Si lentement que notre paquebot glisse au fil de l’eau, il m’est impossible, même à l’aide de ma forte jumelle, de différencier les essences variées qui s’essayent à pousser dans cette oasis en longueur. Il faudrait l’œil exercé d’un botaniste, et ce n’est pas mon cas. Je crois reconnaître, cependant, ces légumineuses à bois dur qui se propagent avec une si grande rapidité dans tout le désert éthiopien. La plupart de ces acacias, mimosas, dahlbergias, gleditschias sont des espèces importées.
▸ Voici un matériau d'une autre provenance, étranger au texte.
PR #2838, opened 2026-07-11
feat: render the inline CUI on `reyn chat --connect` (ADR-0039 P3 — local ≡ remote at the renderer/loop layer)

tya5:
**[tui-coder]** — Render the inline CUI on `reyn chat --connect`: local ≡ remote at the renderer/loop layer, not just the transport (ADR-0039 P3). Part of the ADR-0039 thin-client arc (#2805). **DO NOT merge until reviewed; @architect please co-vet the design seam + vocabulary sufficiency.**

## The gap (owner dogfooded the thin client)

`reyn chat --connect <url>` on a TTY rendered the **plain console CUI** while local `reyn chat` rendered the **Rich inline CUI**. Transport/frame parity was done (P1/P2), but the **renderer selection** and the **inline input driver** were never mirrored to the remote path — an incomplete realization of "local ≡ remote by construction."

### Flow-trace (before)
- **Local** `chat.py::run` → picks `make_inline_renderer()` if `_inline_interactive` else console → `repl.run_repl` builds `InProcessTransport`, banners, selects `run_inline_input(registry,…)` (inline app, reads status off the **registry**) vs `run_input_loop` (PromptSession), runs the shared `run_output_loop`, waits, tears down + cost summary.
- **Remote** `chat.py::_run_remote` → `make_chat_renderer()` **unconditionally** → `remote_client.run_remote_repl` builds `AgUiTransport`, banners, always `run_input_loop` + `run_output_loop`. The inline branch was simply absent.
- `ClientTransport` (in-process + AG-UI) and the `stream_client` loops were **already** transport-agnostic. The only local-only couplings were (a) renderer selection, (b) the inline app reading its status bar / intervention region / task poll straight off the `registry`/`Session` (the app's own docstring named it: *"a full client-side read-model is P3"*).

### The unified seam (introduced)
- **`ChatReadModel`** (`repl/read_model.py`) — the client's READ half (writes already ride `ClientTransport`). Two impls: `RegistryReadModel` (local, byte-identical delegation to `_snapshot`/session) and `RemoteReadModel` (projects the P2 `RemoteStatusView` — fed by the server's `STATE_*` — into the `_snapshot` dict shape). The inline app now reads `snapshot()` / `intervention_head()` / `pending_command_ui()` / `list_active_tasks()` / `history_path` through this seam.
[...]

PR #2840, opened 2026-07-11
fix: retune AG-UI thin-client heartbeat load (10s->25s + piggyback, 60s server timeout)

tya5:
**[tui-coder]** — Reduces the AG-UI thin-client (`reyn chat --connect`) heartbeat server load, per the owner-raised concern, grounded in prior-art research (Socket.IO 25s, Phoenix 30s, SignalR 15s+2×timeout — the idiomatic cluster is 15–30s with timeout ≈ 2× interval; our prior 10s interval was aggressive against that).

## Background (verified, confirmed against #2838-era code)

`src/reyn/interfaces/repl/remote_client.py` sent `POST {"type":"heartbeat"}` every 10s per connection. Server-side, a NORMAL disconnect is already caught immediately via the SSE handler's `finally: manager.detach(...)` — the heartbeat POST is a **half-open backstop only** (client hung / no TCP FIN), so a 10s cadence buys nothing on the common path and is pure server load.

## The three changes

1. **Client interval 10s → 25s + piggyback** (`remote_client.py`)
   - `_HEARTBEAT_INTERVAL = 25.0` (named constant, `REYN_AGUI_HEARTBEAT_INTERVAL_S` env override).
   - Piggyback: extracted the decision into a pure function `_heartbeat_due(last_send, now, interval)`. `send()` now stamps `last_send` (monotonic) on every client→server POST (turn/answer/cancel/heartbeat); the heartbeat loop's tick skips the dedicated ping when a real POST already refreshed liveness within the window.

2. **Server `liveness_timeout` 45s → 60s** (`surface.py`, `DEFAULT_LIVENESS_TIMEOUT`)
   - `REYN_AGUI_LIVENESS_TIMEOUT_S` env override. 60s keeps a 2.4x margin over the new 25s client interval (in line with Socket.IO 25s/60s, Phoenix, SignalR ratios) — a live, idle client is never false-swept. `DEFAULT_GRACE_SECONDS` (20s) is unchanged.

3. **Heartbeat stat-avoidance → pure in-memory** (`endpoint.py`, `agui_submit`)
   - The heartbeat branch (`manager.heartbeat` refresh + early-return) now runs **before** `registry.exists()` (a `Path.is_file()` stat on the agent's profile). Order is now: auth gate (401) → parse payload → **heartbeat fast-path (in-memory, return)** → `registry.exists()` (404) → liveness refresh for non-heartbeat traffic (piggyback) → the rest of dispatch. The auth gate is untouched — only the disk stat moved past the heartbeat branch.

## Numbers + config decision

Final: **interval = 25s, server timeout = 60s, grace = 20s (unchanged)**. `25 < 60 < 80` — the architect's ordering gate holds.

**Constants + env-var override, not full `WebConfig` threading.** There is no existing `WebConfig`/`_build_*` seam for per-agent `SurfaceManager` config (it's a bare module-global `SurfaceRegistry()`, not constructed from `reyn.yaml` at all) — wiring it through would mean inventing a new config-to-runtime path for a single deployment knob. A named constant + `REYN_AGUI_HEARTBEAT_INTERVAL_S` / `REYN_AGUI_LIVENESS_TIMEOUT_S` env override is the proportionate mechanism here, consistent with the `REYN_WEB_*` env-override pattern already used elsewhere (`web/deps.py`, `web_config.py`).

## LOAD-BEARING INVARIANT — verified + strip-tested

The architect's acceptance gate: after the retune, the grace window T must still cover half-open detection latency, and the "last-surface-gone → typed DENY" behavior must not loosen.

- `tests/test_agui_heartbeat_retune.py::test_client_interval_below_server_timeout_below_timeout_plus_grace` pins `interval < timeout < timeout+grace` on the actual shipped constants.
- `test_half_open_client_swept_then_typed_denied_within_grade` (THE gate) — using the **production** `DEFAULT_LIVENESS_TIMEOUT`/`DEFAULT_GRACE_SECONDS`, a half-open client (real `Session` + real `SurfaceManager`, no mocks) is: not yet stale just under the timeout → swept via `sweep_dead` once past it → `should_fail_close` False until grace elapses → True after → `session.fail_close_interventions` resolves the real pending intervention with a typed refusal (`answer.refused is True`, `reason == NO_SURFACE_REFUSAL_REASON`) — `asyncio.wait_for(task, timeout=2.0)` would time out (RED) if it parked instead of resolving.
- Two "bad retune" demonstration tests prove the numbers matter, not just assert them: `test_bad_retune_with_zero_margin_false_positives_a_live_client` constructs a deliberately-misconfigured `SurfaceManager(liveness_timeout=_HEARTBEAT_INTERVAL)` (timeout == interval, zero margin) and shows a live, on-cadence client IS false-swept by the slightest jitter — contrasted by `test_production_timeout_absorbs_realistic_heartbeat_jitter`, which shows the same jitter is comfortably absorbed at the real 60s/25s ratio.
- Falsified by hand: stashing all src changes makes every new test fail to import / fail (confirmed); reverting only `endpoint.py`'s reorder (keeping the retuned constants) makes `test_heartbeat_on_attached_connection_skips_registry_exists_stat` go RED (`assert 1 == 0`) — proving that test actually discriminates the fast-path fix, not just the constants.

## Tests (Tier 2, real instances, no MagicMock/AsyncMock/patch)

New file `tests/test_agui_heartbeat_retune.py` (7 tests):
- (a) piggyback: `_heartbeat_due` pure-function contract — a real send within the window suppresses the tick; a full idle interval fires it.
- (b) fast-path: a heartbeat POST on an already-attached connection (real `SurfaceManager`, real FastAPI `TestClient`) makes **zero** `registry.exists()` calls (a hand-written counting registry Fake — the endpoint's touch-point pattern, same style as `test_agui_ignore_unknown_both_directions.py`'s `_FakeRegistry`), proven by contrast against an un-heartbeated peer connection that IS swept.
- (c)/(d): the ordering invariant + the half-open→sweep→DENY chain + the two bad-retune/good-retune contrast tests, all above.

## CI gates (run locally, repo root)

- `ruff check src tests` → **All checks passed** (fixed one `I001` import-sort on the new test file).
- `python scripts/test_tier_audit.py --strict tests/test_agui_heartbeat_retune.py` → **7/7 OK, 0 errors** (fixed two docstrings to the exact `"""Tier 2: ...` prefix the auditor requires).
- `pytest` (repo root) → **8286 passed, 21 skipped, 5 failed**. All 5 failures are the known pre-existing editable-install route-mount baseline failures (`test_fp0001_a2a_endpoints.py::test_fp0001_routes_mounted`, `web/test_a2a.py::test_a2a_routes_mounted`, `web/test_mcp_sse.py::test_mcp_routes_mounted`, `web/test_plugin_loader.py::test_loader_disambiguates_via_package_field`, `web/test_resources_router.py::test_resources_route_is_mounted_on_app`) — unrelated to this PR's 3 changed src files (confirmed via `git diff --stat origin/main -- src/`, which touches only `remote_client.py` / `endpoint.py` / `surface.py`). **Zero new failures.**
- `python scripts/verify_module_docstrings.py <changed src files>` → **OK: no module-docstring refactor narrative.**

## Docs

Constants-only (no `reyn.yaml` config surface added), so per the brief a short note suffices: added a paragraph to `docs/reference/runtime/agui-transport.md` + the `.ja.md` mirror under "Fail-close and the grace window" explaining the heartbeat is a half-open backstop (SSE-close is primary liveness), the piggyback behavior, the retuned numbers, and the two env-var override names. No `feature-map.md` change (not a new user-facing config key).

## Test plan

- [x] `python scripts/test_tier_audit.py --strict tests/test_agui_heartbeat_retune.py` — 7/7 OK
- [x] `pytest` (repo root) — 8286 passed, 5 pre-existing-unrelated failures, 0 new
- [x] `python scripts/verify_module_docstrings.py <changed files>` — OK
- [x] Falsify: strip-tested the fast-path fix (endpoint.py reorder reverted → test goes RED) and the bad-retune numbers (misconfigured timeout → false-positive sweep demonstrated)

**DO NOT merge until reviewed** — @architect please co-vet the last-surface-gone→DENY invariant against the retuned numbers (25s/60s/20s). Broker-notified lead-coder + architect separately.


tya5:
**[architect]** — #2840 heartbeat retune invariant co-vet: **CLEAR ✅.** The retuned numbers preserve the load-bearing last-surface-gone→typed-DENY invariant; all 5 points verified, the DENY-strip reproduced by me.

### #1 — last-surface-gone → typed-DENY (load-bearing, strip-reproduced)
Stripping the real DENY (`deny_unanswerable_active`'s `future.set_result(InterventionAnswer(refused=True))` in `intervention_registry.py`) → `test_half_open_client_swept_then_typed_denied_within_grace` goes RED (the intervention parks instead of being denied); restored → 7 passed. So the retune preserves the DENY firing. Real `Session` + `SurfaceManager`, no mocks. *(First strip hit a sibling `set_result` in session.py that isn't the DENY; the real DENY path is `deny_unanswerable_active` — falsify the actual path.)*

### #2/#3 — retuned numbers + ordering
`DEFAULT_GRACE_SECONDS = 20` (surface.py:58), `DEFAULT_LIVENESS_TIMEOUT = 60` (:59), heartbeat interval 25 (remote_client) → **25 < 60 < 80**. `test_client_interval_below_server_timeout_below_timeout_plus_grace` (the architect's gate) + the misconfigured-zero-margin contrast test pin it. Grace ≥ half-open detection latency holds: detection at ~60s (2–3 missed 25s heartbeats) + 20s grace = 80s DENY latency; a live client (25s heartbeat) stays inside the 60s window → no false sweep.

### #4 — heartbeat is pure in-memory (skips the stat)
`endpoint.py`: `ptype == "heartbeat"` does `surface_registry().get()` + `heartbeat()` + returns **before** the `registry.exists()` disk stat (:417-420 ahead of :424). An unattached/unknown heartbeat is a harmless no-op. Only the disk stat is skipped.

### #5 — A2A origin-pin fail-close scope (P3 R2) preserved
The retune does not touch the fail-close / origin-pin logic (diff grep is empty — numbers only). `deny_unanswerable_active`'s per-intervention origin-pin (skip an A2A-answerable iv when only the operator surface is lost) is unchanged.

The retune is a numbers change (interval 10→25, timeout 45→60, grace 20 unchanged) that preserves the invariant *structure*; the strip-test pins DENY firing at the retuned numbers. Post-`#2841`-merge, both features healthy (17 passed).

**Verdict: CLEAR** — merge on CI-green (main base).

Ils font le désespoir de l’entomologiste qui bat en vain leur feuillage vert tendre et leurs rameaux épineux sans voir tomber dans son parapluie un seul insecte indigène. Car les animaux s’importent tout comme les plantes. Depuis qu’il a multiplié les moyens de transport, l’homme est devenu un agent de dispersion à nul autre pareil. De mon bateau, je vois ce que chacun de ces arbres pourrait me fournir. Plus d’une espèce circa-méditerranéenne doit fréquenter dans ces bosquets en miniature. Depuis les eumènes, grandes guêpes solitaires au ventre en alambic, qui voltigent affairées à la recherche des chenilles et des araignées qu’elles entasseront dans les cellules de leur nid maçonné, jusqu’aux lourdes xylocopes noires aux ailes violettes, abeilles charpentières qui fourragent parmi les petites fleurs d’or, c’est autour des acacias un bourdonnement continu. Encore un peu, et je distinguerais, courant sur le sable, les pimélies épineuses, les adesmies bancales, les zophosis qui ont la forme d’une nacelle, les arthrodeis globuleux, population nègre, avide, affamée, à l’affût du moindre déchet, pour qui un noyau de datte ou une pelure de pastèque est un festin sans pareil.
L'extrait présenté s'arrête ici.